— Росту моего сажень ровно. Затеял дом срубить, а сразу много лесу просить стыдно.
— Ладно. Отпущу на полное строение, только с уговором: вырасти столько солдат, сколько в новой избе венцов будет.
Парень задумался, спрашивает:
— А ты не тонкомером подаришь?
Суворов посмеялся.
— Выбирай, — говорит, — любой, что по силе. Только чтобы и ребята были, как те бревнышки.
Срубил молодой хозяин постройку из самого матерого леса: чтобы одно бревно вывезти — по две лошади в подсанки закладывали. Оказалось в избе восемь венцов. Столько же сыновей мужик поднял, и все один к одному.

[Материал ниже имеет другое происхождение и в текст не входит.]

PR #2545, opened 2019-06-25
RCHAIN-3530 drop if message notneeded

rabbitonweb:
## Overview
We are dropping changes that we were hoping to provide with RCHAIN-3530 and will apply ideas that were discussed on two last sprints (RCHAIN-3582), but the refactorings I did for RCHAIN-3530 are still worth having in dev.

In this PR we are modifing the `CircuitBreaker`. Instead of returning `Boolean` it returns ADT `Closed` or `Open(error)`. This way all functionality that was breaking streams before was now moved to the `CircuitBreaker`. 
Additional some classes were extracted (like `Header`) and few other minor improvements

### JIRA ticket:
https://rchain.atlassian.net/browse/RCHAIN-3530

### DIFF
--- a/comm/src/main/scala/coop/rchain/comm/transport/GrpcTransportReceiver.scala
+++ b/comm/src/main/scala/coop/rchain/comm/transport/GrpcTransportReceiver.scala
@@ -56,8 +56,11 @@ object GrpcTransportReceiver {
 
           val circuitBreaker: StreamHandler.CircuitBreaker = {
             case streamed =>
-              streamed.header.map(_.networkId != networkId).getOrElse(false) ||
-                streamed.readSoFar > maxStreamMessageSize
+              if (streamed.header.map(_.networkId != networkId).getOrElse(false))
+                Broken(StreamHandler.StreamError.wrongNetworkId)
+              else if (streamed.readSoFar > maxStreamMessageSize)
+                Broken(StreamHandler.StreamError.circuitBroken)
+              else Closed
           }
 
           (handleStream(tempFolder, observable, circuitBreaker) >>= {
--- a/comm/src/main/scala/coop/rchain/comm/transport/GrpcTransportReceiver.scala
+++ b/comm/src/main/scala/coop/rchain/comm/transport/GrpcTransportReceiver.scala
@@ -54,7 +54,9 @@ object GrpcTransportReceiver {
           import StreamHandler._
           import StreamError.StreamErrorToMessage
 
-          val circuitBreaker: StreamHandler.CircuitBreaker = _ > maxStreamMessageSize
+          val circuitBreaker: StreamHandler.CircuitBreaker = {
+            case streamed => streamed.readSoFar > maxStreamMessageSize
+          }
 
           (handleStream(networkId, tempFolder, observable, circuitBreaker) >>= {
             case Left(error @ StreamError.Unexpected(t)) => logger.error(error.message, t)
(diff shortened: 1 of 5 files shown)


comm/src/main/scala/coop/rchain/comm/transport/StreamHandler.scala
```diff
@@ -102,37 +114,40 @@ object StreamHandler {
...
+                .Header(ChunkHeader(Some(sender), typeId, compressed, cl, nid))
             )
-          } else
-            Right(stmd.copy(wrongNetwork = true))
+            ) =>
+          val newStmd = stmd.copy(
+            header = Some(Header(ProtocolHelper.toPeerNode(sender), typeId, cl, nid, compressed))
+          )
+          val circuit = circuitBreaker(newStmd)
+          if (circuit.broken) Right(newStmd.copy(circuit = circuit))
```
dzajkowski, line 126: tripped

comm/src/main/scala/coop/rchain/comm/transport/GrpcTransportReceiver.scala
```diff
@@ -54,7 +54,9 @@ object GrpcTransportReceiver {
           import StreamHandler._
           import StreamError.StreamErrorToMessage
 
-          val circuitBreaker: StreamHandler.CircuitBreaker = _ > maxStreamMessageSize
+          val circuitBreaker: StreamHandler.CircuitBreaker = {
+            case streamed => streamed.readSoFar > maxStreamMessageSize
```
ArturGajowy: I think there's no need for `case` here

comm/src/main/scala/coop/rchain/comm/transport/StreamHandler.scala
```diff
@@ -120,10 +120,10 @@ object StreamHandler {
           stmd.fos.write(array)
           stmd.fos.flush()
           val readSoFar = stmd.readSoFar + array.length
-          if (circuitBreaker(readSoFar))
-            Right(stmd.copy(circuitBroken = true))
-          else
-            Left(stmd.copy(readSoFar = readSoFar))
+          val newStmd   = stmd.copy(readSoFar = readSoFar)
+          if (circuitBreaker(newStmd))
+            Right(newStmd.copy(circuitBroken = true))
```
ArturGajowy: this looks like a logic change - previously the Right variant didn't have readSoFar updated. should a test cahnge / be added?

comm/src/main/scala/coop/rchain/comm/transport/StreamHandler.scala
```diff
@@ -104,17 +103,16 @@ object StreamHandler {
...
-          } else
-            Right(stmd.copy(wrongNetwork = true))
+          val newStmd = stmd.copy(
+            sender = sender.map(ProtocolHelper.toPeerNode),
+            typeId = Some(typeId),
+            contentLength = Some(cl),
+            networkId = Some(nid),
+            compressed = compressed
+          )
+          if (circuitBreaker(newStmd)) Right(newStmd.copy(circuitBroken = true))
```
ArturGajowy: shouldn't that if be inside a method of CircuitBreaker?

comm/src/main/scala/coop/rchain/comm/transport/GrpcTransportReceiver.scala
EncodePanda: ok

comm/src/main/scala/coop/rchain/comm/transport/StreamHandler.scala
EncodePanda: because if it was `opened/broken` there was no point, but this is correct i guess: we open circuit because we've read to much data. number of data read is not passed to error message, maybe it should?

EncodePanda:
bors try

Начались войны. Александра Васильевича в ту пору в живых не было, пошли в поход мужиковские дети. Пошагали в чужие земли суворовские бревнышки. Восемь человек, и каждый — как наша сосна новгородская!..
Наротовские храбрецы
Через прозрачные макушки, через янтарные сучья сосен внизу сквозит гладкая в этот час вода. Далеко зашел. Незнакомое озерко покоит в зеркальной черноте опрокинутые хвойные вершины.
Кто-то шевелится у берега. Бредет по мху древняя старушка. Палочкой лист ворошит, проверяет — гриб ли? Откроет груздь — тогда уже и нагнется, подберет.
Моя тропинка вниз, к воде, ее путь — вдоль по угору; вот и сошлись. В лесу встреча не в городе — поговорить обязательно надо.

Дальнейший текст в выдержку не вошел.